(Reuters) – Cantor Fitzgerald is launching a crypto venture with Tether and Japanese technology investor SoftBank Group to buy bitcoin, underscoring rising institutional adoption of the once-nascent asset class.
The deal, announced on Wednesday, with blank-check vehicle Cantor Equity Partners values the venture, Twenty One Capital, at $3.6 billion.
It will deepen ties between the Wall Street brokerage — chaired by Brandon Lutnick, the son of the former Cantor boss and current U.S. commerce secretary — and Tether, the company behind the world’s largest stablecoin.
Twenty One will offer investors access to an investment vehicle for exposure to the world’s largest cryptocurrency and expects to launch with more than 42,000 bitcoins.

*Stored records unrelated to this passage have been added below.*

PR #2939, opened 2026-09-18
fix(runtime): record the edge a merge drops between its own two operands

### LINKED ISSUE #2934: merge: an edge between the two merged records is hard-deleted with no preimage, no counter and no dry_run prediction

When `merge` rewires an edge and both endpoints resolve to the surviving record, the edge is deleted
with a row delete and the loop continues. No tombstone, no counter, no audit field.

```rust
if new_src == new_tgt {
    if !dry_run {
        conn.execute(
            "DELETE FROM graph_edges WHERE namespace = ?1 AND id = ?2",
            rusqlite::params![&edge.namespace, edge.id.to_string()],
        )?;
    }
    continue;
}
```

`crates/khive-runtime/src/curation.rs:3722-3730` on the note path and `:3062-3070` on the entity
path, the same eight lines twice.

Both endpoints resolve to the survivor in exactly one situation: the edge ran **between the two
records being merged**. So the edges this deletes are the ones that said something about the
relationship between them, and the highest-value members of that set are `supports` and `refutes`.
Merging two records joined by `refutes` destroys the recorded contradiction, permanently, and
returns a success payload that says nothing happened.

Three things make it hard to notice rather than merely unfortunate:

1. **`continue` precedes both counters.** `edges_rewired` and `edges_contract_skipped` are
   incremented further down the loop body, so the deleted edge is counted in neither. The declared
   return shape is `{kept_id, removed_id, edges_rewired, edges_contract_skipped,
   edge_conflict_preimages, properties_merged, tags_unioned, content_appended, dry_run}` — there is
   no field a self-loop deletion could appear in.
2. **`dry_run` cannot predict it.** Under `dry_run` the delete is skipped and the `continue` still
   runs, so a dry run and a real run produce the same summary for this case. The instrument that
   exists to show a caller what a merge will do is blind to the only part of it that is
   unrecoverable.
3. **The audit event does not carry it.** The `note_merged` / `entity_merged` payload is
   `{into_id, from_id, policy, content_strategy, reason}`.

The codebase already treats edge loss during merge as something that needs a preimage. The verb's
own description says so: "Natural-key edge collisions return and audit complete
`edge_conflict_preimages`, including annotations cascaded with the dropped edge." That is the
neighbouring case, handled correctly. This one takes the same kind of loss and records none of it.

Deleting the edge is arguably right — a self-loop `refutes` is not a meaningful row, and keeping it
would assert a record contradicts itself. The defect is that the deletion is silent and the deleted
state is unrecoverable, not that it happens.

Suggested fix, in the order the value lands:

1. Return and audit a preimage for each deleted self-loop edge — id, source, target, relation,
   weight, metadata — through the same mechanism `edge_conflict_preimages` already uses. This alone
   makes the loss recoverable by hand and visible to a caller.
2. Count them, in a named field, so a caller reading only the summary sees a non-zero number.
3. Make `dry_run` report the same field, so the prediction covers the case.
4. Consider refusing a merge whose two operands are joined by `supports` or `refutes` unless
   `force=true`. Two records that explicitly disagree are an odd thing to declare identical, and
   entity merges already have a safety floor (`validate_entity_merge_floor`) while note merges have
   none — that function takes two entities and the note arm of the handler calls no guard at all.
   This step is a behaviour change and worth deciding separately from 1 to 3, which are pure
   additions.

ohdearquant:

Closes #2934.

## What this fixes

`merge` rewires every edge incident on the absorbed record onto the survivor. When both
endpoints of an edge resolve to the survivor, the edge is a self-loop and is deleted. Both
endpoints resolve to the survivor in exactly one situation: the edge ran *between the two
records being merged*. So the set this silently deletes is precisely the set of edges that
recorded something about the relationship between the two operands, and its highest-value
members are `supports` and `refutes`. Merging two notes joined by `refutes` destroyed the
recorded contradiction and returned a summary in which nothing had happened.

Three properties kept it invisible:

- The `continue` runs before both counters, so the edge landed in neither `edges_rewired` nor
  `edges_contract_skipped`.
- The returned `MergeSummary` had no field the deletion could appear in.
- `dry_run` skipped the `DELETE` but still hit the same `continue`, so a dry run and a real run
  produced identical summaries for the one part of a merge that cannot be undone.

## What changed

Each dropped self-loop edge now yields a full row preimage through the same
`edge_row_preimage` mechanism `edge_conflict_preimages` already uses. `MergeSummary` gains
`edges_self_loop_dropped: usize` and `self_loop_edge_preimages: Vec<MergeEdgePreimage>`, both
`#[serde(default)]` so existing deserializers are unaffected. The capture runs on both the
entity path and the note path, and the counts and preimages appear in the audit payload as well
as the return value.

The capture is placed **before** the write gate, not inside it, so a dry run reports the exact
count and the exact rows a real merge will drop. That is the property that makes the dry run
usable as a preflight for an irreversible operation.

Deleting the edge remains correct: a self-loop `refutes` would assert that a record contradicts
itself. What changes is that the loss is counted, recoverable and predicted.

## Scope notes

- **The entity and note summary shapes do not differ.** Both paths write the same two new
  fields on the same `MergeSummary` type; there is no per-path variant and no divergence to
  reconcile.
- **Refusing a `supports`/`refutes` merge without an explicit `force` is deliberately not in
  this PR.** That is a behaviour change to what `merge` accepts, and it belongs to its own
  decision: this change makes the loss visible and recoverable, which is the prerequisite for
  that discussion rather than a substitute for it.

## Verification

`crates/` workspace, `khive-runtime` lib suite:

```
test result: ok. 1747 passed; 0 failed; 9 ignored; 0 measured; 0 filtered out
cargo fmt --check -p khive-runtime -p khive-pack-kg          rc=0
cargo clippy -p khive-runtime -p khive-pack-kg --all-targets -- -D warnings   rc=0
```

The four new tests were then checked against three deliberate mutations of the fix, with the
reddened set stated before each run and reconciled after:

| Mutation | Predicted red | Observed |
| --- | --- | --- |
| Drop both preimage pushes | the 4 new tests | 1743 passed, 4 failed — the 4 predicted |
| Drop both counter increments | the same 4, failing on a different assertion | 1743 passed, 4 failed — same names, assertion line moved as predicted |
| Move the capture back inside the write gate | only the 2 dry-run-equivalence tests | 1745 passed, 2 failed — the 2 predicted |

The restored control returned to `1747 passed; 0 failed` with the file byte-identical to its
pre-mutation state, so each arm is a genuine must-fail control rather than a harness that
failed to apply.

The third mutation is the one worth reading: it is the only arm that separates "the deletion is
recorded" from "a dry run predicts it", and it is the arm that would have stayed green if the
capture had been written inside the `if !dry_run` block, which is where it naturally wants to go.

## Scope, mechanically

`gh pr diff --name-only` = 2 files; `gh pr view --json commits` = 1 commit.


ohdearquant (commented):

That would make Twenty One the third-largest bitcoin treasury in the world, it said.
The venture may seek to replicate the success of bitcoin acquirer Strategy, which saw its market value soar late last year as crypto prices jumped following U.S. President Donald Trump’s election victory. Trump has promised to support the crypto industry by easing regulations for digital assets.
“We’re not here to beat the market, we’re here to build a new one. A public stock, built by Bitcoiners, for Bitcoiners,” said Twenty One Co-Founder and CEO Jack Mallers.
Michael Saylor’s Strategy is the biggest corporate holder of bitcoin and held 538,200 units of the digital asset as of April 20.
TETHER-CANTOR TIES
Twenty One will be majority owned by Tether and cryptocurrency exchange Bitfinex. SoftBank will have a minority ownership.
Tether and Cantor have long-standing ties from when Howard Lutnick was the brokerage’s boss.
Cantor holds much of the dollar-denominated reserves Tether says it has for every token it creates for its stablecoin.
Of the U.S. Treasury bills Tether holds, 99% are held with Cantor, Tether CEO Paolo Ardoino told Reuters in an interview last month.
“Bitcoin is one of the only truly decentralized, immutable, and censorship-resistant asset, and its role as the foundation of a new financial system is inevitable,” Ardoino said.
The companies will raise $585 million in additional capital from investors through a combination of convertible bonds and equity financing.
Twenty One will seek to trade on the Nasdaq under the symbol “XXI” after the deal closes.